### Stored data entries
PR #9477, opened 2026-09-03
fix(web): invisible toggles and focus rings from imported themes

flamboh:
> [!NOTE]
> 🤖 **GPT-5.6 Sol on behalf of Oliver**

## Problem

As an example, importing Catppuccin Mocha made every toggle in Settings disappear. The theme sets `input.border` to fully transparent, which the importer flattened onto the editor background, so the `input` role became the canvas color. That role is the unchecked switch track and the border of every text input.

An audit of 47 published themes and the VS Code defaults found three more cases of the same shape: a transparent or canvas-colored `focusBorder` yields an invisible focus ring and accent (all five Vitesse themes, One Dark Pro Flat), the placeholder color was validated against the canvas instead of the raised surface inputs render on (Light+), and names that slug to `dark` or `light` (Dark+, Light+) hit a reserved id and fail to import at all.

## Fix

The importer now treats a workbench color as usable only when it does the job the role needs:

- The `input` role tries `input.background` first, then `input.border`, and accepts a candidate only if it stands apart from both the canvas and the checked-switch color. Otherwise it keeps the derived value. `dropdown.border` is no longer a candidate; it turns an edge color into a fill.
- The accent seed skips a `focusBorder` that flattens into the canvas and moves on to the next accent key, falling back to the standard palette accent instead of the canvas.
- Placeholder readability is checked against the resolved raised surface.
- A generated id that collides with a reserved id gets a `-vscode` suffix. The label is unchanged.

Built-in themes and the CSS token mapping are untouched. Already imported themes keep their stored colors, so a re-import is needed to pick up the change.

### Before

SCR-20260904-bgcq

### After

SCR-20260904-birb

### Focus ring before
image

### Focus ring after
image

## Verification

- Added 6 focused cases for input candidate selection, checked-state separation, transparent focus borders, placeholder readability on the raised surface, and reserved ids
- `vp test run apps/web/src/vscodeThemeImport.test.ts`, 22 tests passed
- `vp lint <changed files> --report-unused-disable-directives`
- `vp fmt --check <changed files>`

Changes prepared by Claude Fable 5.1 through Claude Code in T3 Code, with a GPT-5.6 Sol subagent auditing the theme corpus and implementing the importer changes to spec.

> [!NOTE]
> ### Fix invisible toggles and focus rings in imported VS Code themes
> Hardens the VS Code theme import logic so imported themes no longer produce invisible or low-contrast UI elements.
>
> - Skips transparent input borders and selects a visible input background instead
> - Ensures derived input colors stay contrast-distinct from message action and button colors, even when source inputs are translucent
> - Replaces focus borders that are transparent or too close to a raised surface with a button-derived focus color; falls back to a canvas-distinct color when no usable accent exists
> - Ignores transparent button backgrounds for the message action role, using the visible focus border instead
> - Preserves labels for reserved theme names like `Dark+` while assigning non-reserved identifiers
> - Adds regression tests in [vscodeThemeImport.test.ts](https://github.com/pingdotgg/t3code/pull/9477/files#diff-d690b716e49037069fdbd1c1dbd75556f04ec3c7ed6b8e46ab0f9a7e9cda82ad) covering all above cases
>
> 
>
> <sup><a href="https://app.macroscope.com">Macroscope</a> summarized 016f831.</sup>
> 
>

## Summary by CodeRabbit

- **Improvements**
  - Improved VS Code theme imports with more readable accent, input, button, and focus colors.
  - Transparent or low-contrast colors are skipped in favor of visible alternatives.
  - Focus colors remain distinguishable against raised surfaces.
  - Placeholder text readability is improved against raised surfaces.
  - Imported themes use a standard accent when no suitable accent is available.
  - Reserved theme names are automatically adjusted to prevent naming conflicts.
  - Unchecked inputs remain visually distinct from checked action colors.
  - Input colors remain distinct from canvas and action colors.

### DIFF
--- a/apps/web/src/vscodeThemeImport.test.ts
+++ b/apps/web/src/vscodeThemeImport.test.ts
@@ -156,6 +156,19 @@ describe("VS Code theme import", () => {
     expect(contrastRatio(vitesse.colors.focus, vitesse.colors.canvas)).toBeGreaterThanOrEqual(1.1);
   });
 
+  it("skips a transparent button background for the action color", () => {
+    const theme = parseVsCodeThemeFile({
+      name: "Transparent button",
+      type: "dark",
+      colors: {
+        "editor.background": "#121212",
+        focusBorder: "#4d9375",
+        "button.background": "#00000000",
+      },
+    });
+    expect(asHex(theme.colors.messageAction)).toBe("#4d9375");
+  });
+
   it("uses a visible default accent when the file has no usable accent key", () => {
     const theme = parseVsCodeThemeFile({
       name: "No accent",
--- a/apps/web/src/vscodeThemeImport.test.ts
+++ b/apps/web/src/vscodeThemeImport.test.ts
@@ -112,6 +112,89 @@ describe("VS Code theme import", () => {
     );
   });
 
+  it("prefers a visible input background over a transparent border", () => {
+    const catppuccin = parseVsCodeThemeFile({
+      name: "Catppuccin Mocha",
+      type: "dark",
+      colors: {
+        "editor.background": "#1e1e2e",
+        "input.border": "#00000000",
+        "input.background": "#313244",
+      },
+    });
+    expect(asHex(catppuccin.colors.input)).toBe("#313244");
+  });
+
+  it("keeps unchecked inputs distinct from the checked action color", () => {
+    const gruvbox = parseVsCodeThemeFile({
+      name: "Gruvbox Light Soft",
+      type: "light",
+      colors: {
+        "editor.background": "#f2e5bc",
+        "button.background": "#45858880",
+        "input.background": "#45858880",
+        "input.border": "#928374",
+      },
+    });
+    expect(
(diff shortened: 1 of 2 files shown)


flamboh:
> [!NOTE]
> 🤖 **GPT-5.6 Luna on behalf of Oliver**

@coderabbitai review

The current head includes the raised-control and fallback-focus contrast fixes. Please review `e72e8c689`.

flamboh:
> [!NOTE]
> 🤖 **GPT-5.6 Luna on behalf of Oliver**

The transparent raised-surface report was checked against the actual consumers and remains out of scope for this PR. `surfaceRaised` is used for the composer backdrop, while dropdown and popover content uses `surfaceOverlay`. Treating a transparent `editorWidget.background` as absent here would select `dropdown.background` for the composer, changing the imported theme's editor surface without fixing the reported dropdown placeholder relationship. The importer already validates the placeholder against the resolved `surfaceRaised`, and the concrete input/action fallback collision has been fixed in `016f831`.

### Work item
Beginning at the line above with "The importer now" and finishing at the line with "into a fill.", return each line exactly and return nothing else.

### Answer
The importer now treats a workbench color as usable only when it does the job the role needs:

- The `input` role tries `input.background` first, then `input.border`, and accepts a candidate only if it stands apart from both the canvas and the checked-switch color. Otherwise it keeps the derived value. `dropdown.border` is no longer a candidate; it turns an edge color into a fill.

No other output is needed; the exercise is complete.